THE OHDEER 2017 THANKSGIVING POST


ohDEER is the leader in all natural deer, mosquito, and tick control.

In 2017, we are celebrating 10 years in business.  ohDEER is growing and expanding.

Through our corporate office and our franchisees, ohDEER services Central Massachusetts, Metropolitan Boston, Southeastern Massachusetts, Cape Cod and the Islands, Eastern Long Island, and Central New Jersey.

We at ohDEER have been fortunate.  We are thankful for our highly valued customers who make up that good fortune.

On Thanksgiving, ohDEER sounds a particularly loud and emotional and exuberant clarion of thanks.

As for the holiday, we note that Plymouth, MA, where the first Thanksgiving took place in 1621, is only about 60 miles east of Wayland, MA, where ohDEER is based.

Yes, this historic event – which brought together the indigenous people, the Wampanoag, and the English settlers, the Pilgrims – took place in our neck of the woods.

Now, let’s see, you just know that we have to here talk about how, in some way, that first Thanksgiving has some sort of tie to the business of ohDEER.

We have it covered.

Let’s discuss the menu – even though neither the Wampanoag nor the Pilgrims left us any documentation as to what exactly was on the table for the meal component of the celebration, which lasted three days.

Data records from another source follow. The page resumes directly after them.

PR #7056, opened 2018-10-11
rec: remove the old dnssec root key, goodbye 19036 ....

mind04:
### Checklist
I have:
- [x] compiled this code
- [x] tested this code
- [ ] documented the code

### DIFF
--- a/pdns/root-dnssec.hh
+++ b/pdns/root-dnssec.hh
@@ -22,5 +22,4 @@
 
 #pragma once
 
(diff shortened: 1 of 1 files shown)


paulehoffman:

Sound research, though, tells us what probably was the fare.

Please click here to be taken to a History article, “First Thanksgiving meal.”

Deer, as in venison, was almost certainly consumed.  Following, from the History.com story, is an excerpt which mentions Edward Winslow, a Pilgrim who participated in the first Thanksgiving, and who chronicled extensively the settlers experience in the New World:

“Winslow wrote that the Wampanoag guests arrived with an offering of five deer. Culinary historians speculate that the deer was roasted on a spit over a smoldering fire and that the colonists might have used some of the venison to whip up a hearty stew.”

It is a good bet that turkey was also eaten.

Turkeys were plentiful in these parts in the 1600s … as they are today.

And, as we discussed in this space in a Thanksgiving 2015 post, turkeys are actually a “powerhouse and all natural tick control machine”.

You see, turkeys eat a lot of ticks; they like to eat ticks – they can gobble up to 200 ticks in day.

Yup, we did it, and there you have it – the ohDEER Thanksgiving–deer-turkey-tick-themed post.

ohDEER Wishes All a Very Happy Thanksgiving!!